(Brief)
The answer must be a single number, namely how many lines in the entries below contain the string "collections".

##############################

PR #203, opened 2020-07-20
Process Go modules without package in the root dir

athos-ribeiro:
- Process all go sub-packages present in the directory hierarchy

### DIFF
--- a/cachito/web/content_manifest.py
+++ b/cachito/web/content_manifest.py
@@ -21,21 +21,55 @@ class ContentManifest:
         self.request = request
         # dict to store go package level data; uses the package purl as key to identify a package
         self._gopkg_data = {}
+        # dict to store go module level purl dependencies. Module names are used as keys
+        self._gomod_data = {}
+
+    def process_gomod(self, package, dependency):
+        """
+        Process gomod package.
+
+        :param Package package: the gomod package to process
+        :param Dependency dependency: the gomod package dependency to process
+        """
+        if dependency.type == "gomod":
+            icm_source = {"purl": dependency.to_purl()}
+            self._gomod_data[package.name].append(icm_source)
 
     def process_go_package(self, package, dependency):
         """
-        Process gomod or go-package package.
+        Process go-package package.
 
-        :param Package package: the gomod or go-package package to process
-        :param Dependency dependency: the gomod or go-package package dependency to process
+        :param Package package: the go-package package to process
+        :param Dependency dependency: the go-package package dependency to process
         """
         purl = package.to_purl()
         if dependency.type == "go-package":
             icm_dependency = {"purl": dependency.to_purl()}
             self._gopkg_data[purl]["dependencies"].append(icm_dependency)
-        elif dependency.type == "gomod":
-            icm_source = {"purl": dependency.to_purl()}
-            self._gopkg_data[purl]["sources"].append(icm_source)
+
+    def set_go_package_sources(self):
+        """
+        Adjust source level dependencies for go packages.
+
+        Go packages are not related to Go modules in cachito's DB. However, Go
+        sources are retreived in a per module basis. To set the proper source
+        in each content manifest entry, we associate each Go package to a Go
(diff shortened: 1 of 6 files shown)


cachito/workers/pkg_managers/gomod.py
```diff
@@ -191,50 +191,62 @@ def resolve_gomod(app_source_path, request, dep_replacements=None):
...
-
-        pkg_level_deps = []
-        for line in go_list_deps_output.splitlines():
-            # line example: pkg.io/foo/bar pkg.io/foo/var v1.0.0 => pkg.io/foo/bar v1.0.1
-            parts = [part for part in line.split(" ")]
+        list_pkgs_cmd = ("go", "list", "-find", "./...")
+        go_list_pkgs_output = run_gomod_cmd(list_pkgs_cmd, run_params)
+        packages = []
+        for package in go_list_pkgs_output.splitlines():
+            if next((d for p in packages for d in p["pkg_deps"] if d["name"] == package), False):
```
mprahl, line 198: This is hard to read and iterates through the same data repeatedly. How about a set called `processed_pkg_deps` and then you can change this line to the following?
```suggestion
            if package in processed_pkg_deps:
```

It does use more memory, but then for every package in your iteration, it's only an O(1) operation and it's easier to read.

cachito/workers/pkg_managers/gomod.py
```diff
@@ -191,50 +191,62 @@ def resolve_gomod(app_source_path, request, dep_replacements=None):
...
+                # Go searches for packages in directories through a top-down approach. If a toplevel
+                # package is already listed as a dependency, we do not list it here, since its
+                # dependencies would also be listed in the parent package
+                log.debug("Package %s already listed. Skipping...", package)
```
mprahl, line 202:
```suggestion
                log.debug("Package %s is already listed as a package dependency. Skipping...", package)
```

cachito/web/content_manifest.py
```diff
@@ -21,21 +21,54 @@ def __init__(self, request=None):
...
             self._gopkg_data[purl]["dependencies"].append(icm_dependency)
-        elif dependency.type == "gomod":
-            icm_source = {"purl": dependency.to_purl()}
-            self._gopkg_data[purl]["sources"].append(icm_source)
+
+    def set_go_package_sources(self):
+        """
+        Adjust source level dependencies for go packages.
+
+        Go packages are not related to Go modules in cachito DB. However, Go
```
mprahl, line 54:
```suggestion
        Go packages are not related to Go modules in Cachito's DB. However, Go
```

cachito/web/content_manifest.py
```diff
@@ -21,21 +21,54 @@ def __init__(self, request=None):
...
+        in each content manifest entry, we associate each Go package to a Go
+        module based on their names.
+        """
+        for purl, pkg_data in self._gopkg_data.items():
+            if pkg_data["name"] in self._gomod_data:
+                self._gopkg_data[purl]["sources"] = self._gomod_data[pkg_data["name"]]
+            else:
+                previous_length = 0
+                for mod_name, sources in self._gomod_data.items():
+                    if pkg_data["name"].startswith(mod_name) and len(mod_name) > previous_length:
```
mprahl, line 65: To clarify, is the logic `len(mod_name) > previous_length` just to handle submodules/nested modules? If so, could you please add a comment explaining this for loop/if statement?

tests/test_api_v1.py
```diff
@@ -1512,16 +1512,6 @@ def test_fetch_request_content_manifest_non_implemented_type(
         p["type"] = pkg_type
 
     image_contents = []
-    if pkg_type == "gomod":
-        # gomod is a special case where pre-icm requests will have ICMs with
```
athos-ribeiro, line 1516: Note that this is no longer true. We can not rely on the existence of a package with the same name as the module. This could be wrong since the toplevel purl is for a package.

PR #206, opened 2020-07-23
Add the request ID to the Cachito worker logs

mprahl:
This will allow for easier debugging when multiple workers are running and the logs are aggregated.

### DIFF
--- a/cachito/workers/celery_logging.py
+++ b/cachito/workers/celery_logging.py
@@ -1,0 +1,111 @@
+# SPDX-License-Identifier: GPL-3.0-or-later
+import inspect
+import logging
+
+from celery.utils.log import ColorFormatter
+
+from cachito.workers.config import get_worker_config
+
+
+class AddRequestIDFilter(logging.Filter):
+    """A log filter that sets ``request_id`` on the log record."""
+
+    def __init__(self, request_id, *args, **kwargs):
+        """
+        Initialize a filter that sets ``request_id`` on the log record.
+
+        :param request_id: the request ID to set on the record
+        """
+        super().__init__(*args, **kwargs)
+        self._request_id = request_id
+
+    def filter(self, record):
+        """
+        Set ``request_id`` on the log record.
+
+        :param logging.LogRecord record: the log record
+        :return: always returns ``True`` so the log is not filtered out
+        :rtype: bool
+        """
+        record.request_id = self._request_id
+        return True
+
+
+def _get_function_arg_value(arg_name, func, args, kwargs):
+    """
+    Get the value of the given argument name.
+
+    :param str arg_name: the name of the argument to get
+    :param function func: the function the arguments are for
+    :param list args: the list of arguments passed to the function
+    :param dict kwargs: the dictionary or keyword arguments passed to the function
+    :return: the argument value or ``None``
+    """
+    original_func = func
+    while getattr(original_func, "__wrapped__", None):
+        original_func = original_func.__wrapped__
+    argspec = inspect.getfullargspec(original_func).args
+
+    arg_index = argspec.index(arg_name)
+    arg_value = kwargs.get(arg_name, None)
+    if arg_value is None and len(args) > arg_index:
+        arg_value = args[arg_index]
+
+    return arg_value
+
+
+def setup_task_logging(task_id, task, **kwargs):
+    """
+    Customize the logging for the task.
+
+    This adds a filter that sets ``request_id`` on the log record. If the request ID
+    cannot be determined, "unknown" is set instead. This also sets the log format to
+    the ``cachito_task_log_format`` config.
+
+    :param str task_id: the task ID
+    :param class task: the class of the task being executed
+    """
+    conf = get_worker_config()
+
+    request_id = _get_function_arg_value("request_id", task, kwargs["args"], kwargs["kwargs"])
+    log_filter = AddRequestIDFilter(str(request_id) or "unknown")
+    root_logger = logging.getLogger()
+    for handler in root_logger.handlers:
+        if not isinstance(handler, logging.StreamHandler):
+            continue
+
+        handler.addFilter(log_filter)
+        if isinstance(handler.formatter, ColorFormatter):
+            formatter = ColorFormatter(
+                conf.cachito_task_log_format, use_color=handler.formatter.use_color
+            )
+        else:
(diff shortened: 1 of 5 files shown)


mprahl:
@nirzari FYI, this might help you with your task. Instead of using a decorator like IIB does, you can use the Celery signals I'm using here.

mprahl:
FYI, if we stop using `logging.getLogger` in `cachito.workers` and use `cachito.utils.log.get_task_logger` instead, then we can use the `worker_task_log_format` configuration and stop modifying the log formatter in these signal handlers. The signal handlers would just then add and remove the new log filter.

cachito/workers/celery_logging.py
```diff
@@ -0,0 +1,111 @@
+# SPDX-License-Identifier: GPL-3.0-or-later
+import inspect
+import logging
+
+from celery.utils.log import ColorFormatter
+
+
+class RequestFilter(logging.Filter):
+    """A log filter that sets ``request_id`` on the log record."""
```
nirzari, line 9: Why are we using  `` (two of them) here ?

mprahl: This is because the docstrings are in the reStructuredText format:
https://docutils.sourceforge.io/docs/user/rst/quickref.html#inline-markup

cachito/workers/celery_logging.py
```diff
@@ -0,0 +1,111 @@
...
+    def __init__(self, request_id, *args, **kwargs):
+        """
+        Initialize a filter that sets ``request_id`` on the log record.
+
+        :param request_id: the request ID to set on the record
+        """
+        super().__init__(*args, **kwargs)
+        self._request_id = request_id
+
+    def filter(self, record):
```
nirzari, line 20: We discussed the other day how we are using the filter method to set the request id, but should we rename it to something better?

cachito/workers/celery_logging.py
```diff
@@ -0,0 +1,111 @@
...
+    Customize the logging for the task.
+
+    This adds a filter that sets ``request_id`` on the log record. If the request ID
+    cannot be determined, "unknown" is set instead. This also sets the log format to
+    the ``cachito_task_log_format`` config.
+
+    :param str task_id: the task ID
+    :param class task: the class of the task being executed
+    """
+    from cachito.workers.config import get_worker_config
```
nirzari, line 62: As discussed, should we move this to the top of the file?

cachito/workers/celery_logging.py
```diff
@@ -0,0 +1,111 @@
...
+
+
+def cleanup_task_logging(task_id, task, **kwargs):
+    """
+    Clean up any logging customizations that were set in ``setup_task_logging``.
+
+    :param str task_id: the task ID
+    :param class task: the class of the task being executed
+    """
+    from cachito.workers.config import get_worker_config
```
nirzari, line 92: As discussed, should we move this to the top of the file?

cachito/workers/celery_logging.py
```diff
@@ -0,0 +1,111 @@
...
+    """
+    Get the value of the given argument name.
+
+    :param str arg_name: the name of the argument to get
+    :param function func: the function the arguments are for
+    :param list args: the list of arguments passed to the function
+    :param dict kwargs: the dictionary or keyword arguments passed to the function
+    :return: the argument value or ``None``
+    """
+    argspec = inspect.getfullargspec(func).args
```
lcarva, line 42: Don't we need to handle the case where the actual function is decorated multiple times? I don't think accessing just the immediate `func.__wrapped__` is sufficient. It may work now, but as soon as we decorate it with another decorator it's going to fail.

```python
original_func = func                                
while getattr(func, '__wrapped__', None):           
    original_func = func.__wrapped__                
argspec = inspect.getfullargspec(original_func).args

```

cachito/workers/celery_logging.py
lcarva: > You don’t need to create specialized Filter classes, or use other classes with a filter method: you can use a function (or other callable) as a filter. The filtering logic will check to see if the filter object has a filter attribute: if it does, it’s assumed to be a Filter and its filter() method is called. Otherwise, it’s assumed to be a callable and called with the record as the single parameter. The returned value should conform to that returned by filter().

From https://docs.python.org/3/library/logging.html#logging.Filter

A simple callable would be nice, but we'll have to use closures to store the value of the `request_id`. Something like this:

```python
def make_filter(request_id):
  def set_request_id(record):
    record.request_id = request_id
    return True
  return set_request_id
```

Then use it like:
```python
log_filter = make_filter(str(request_id) or "unknown")
```

It'd be tricky to remove it, but certainly doable.

The class approach seems pretty straightforward to me as well.

cachito/workers/celery_logging.py
mprahl: You're right, but the suggestion you proposed is an infinite loop in Cachito. I filed a PR to fix this in IIB:
https://github.com/release-engineering/iib/pull/133

cachito/workers/celery_logging.py
mprahl: @lcarva I'm going to name it `AddRequestIDFilter`. It makes it easier to know what it is by the name. Thanks for the suggestion.

mprahl:
@athos-ribeiro and @lcarva thanks for the reviews. This is ready for another round.

cachito/workers/celery_logging.py
lcarva: Thanks for catching this!

tests/test_workers/test_celery_logging.py
```diff
@@ -0,0 +1,73 @@
...
+        original_formatters.append(handler.formatter)
+
+    color_handler = logging.StreamHandler()
+    color_handler.setFormatter(ColorFormatter("%(message)s"))
+    log_filter = celery_logging.AddRequestIDFilter(5)
+    color_handler.addFilter(log_filter)
+    root_logger.addHandler(color_handler)
+
+    try:
+        celery_logging.cleanup_task_logging(mock.Mock(), mock.Mock())
```
nirzari, line 65: Why aren't we testing in the try block if handler is removed?

mprahl: `cleanup_task_logging` doesn't remove the handler, it just replaces the formatter and adds a filter.

nirzari:
LGTM

PR #212, opened 2020-07-29
Verify checksum of external NPM dependencies

lcarva:
* CLOUDBLD-1890

### DIFF
--- a/cachito/workers/pkg_managers/general_js.py
+++ b/cachito/workers/pkg_managers/general_js.py
@@ -1,5 +1,7 @@
 # SPDX-License-Identifier: GPL-3.0-or-later
 import base64
+import collections
+import hashlib
 import io
 import json
 import logging
@@ -32,6 +34,9 @@ __all__ = [
 ]
 
 log = logging.getLogger(__name__)
+
+
+ChecksumInfo = collections.namedtuple("ChecksumInfo", "algorithm hexdigest")
 
 
 def download_dependencies(request_id, deps, proxy_repo_url, skip_deps=None):
@@ -352,7 +357,9 @@ def prepare_nexus_for_js_request(repo_name):
         raise CachitoError("Failed to prepare Nexus for Cachito to stage JavaScript content")
 
 
-def upload_non_registry_dependency(dep_identifier, version_suffix, verify_scripts=False):
+def upload_non_registry_dependency(
+    dep_identifier, version_suffix, verify_scripts=False, checksum_info=None
+):
     """
     Upload the non-registry npm dependency to the Nexus hosted repository with a custom version.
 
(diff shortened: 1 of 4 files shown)


cachito/workers/pkg_managers/general_js.py
```diff
@@ -451,3 +462,30 @@ def upload_non_registry_dependency(dep_identifier, version_suffix, verify_script
...
         repo_name = get_js_hosted_repo_name()
         nexus.upload_artifact(repo_name, "npm", modified_dep_archive)
+
+
+def _verify_checksum(file_path, checksum_info, chunk_size=10240):
+    """
+    Verify the checksum of the file at the given path matches the expected checksum info.
+
+    :param str file_path: the path to the file to be verified
+    :param ChecksumInfo checksum_info: the expected checksum information
```
nirzari, line 472: Missing param `chunk_size` from the doc string

nirzari:
Left a small comment. Otherwise LGTM :+1:

cachito/workers/pkg_managers/general_js.py
lcarva: Good catch! Fixed it.

cachito/workers/pkg_managers/general_js.py
```diff
@@ -451,3 +462,31 @@ def upload_non_registry_dependency(dep_identifier, version_suffix, verify_script
...
+    :param int chunk_size: the amount of bytes to read at a time
+    :raise CachitoError: if the checksum is not as expected
+    """
+    hasher = hashlib.new(checksum_info.algorithm)
```
mprahl, line 476: Since the input to this comes from the package-lock.json file, in theory, the algorithm could be an arbitrary value. I think you should raise a nice error saying that the hash algorithm is not recognized.

tests/test_workers/test_pkg_managers/test_general_js.py
```diff
@@ -484,3 +494,28 @@ def test_upload_non_registry_dependency_invalid_package_json(
     expected = "The dependency star-wars@5.0.0 does not have a valid package.json file"
     with pytest.raises(CachitoError, match=expected):
         general_js.upload_non_registry_dependency("star-wars@5.0.0", "-the-empire-strikes-back")
+
+
+def test_verify_checksum(tmpdir):
+    file = tmpdir.join("spells.txt")
+    file.write("Beetlejuice! Beetlejuice! Beetlejuice!")
```
mprahl, line 501: Scary!

cachito/workers/pkg_managers/general_js.py
lcarva: That's a good point. Wrapped the error.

##############################

(Answer to this task)
2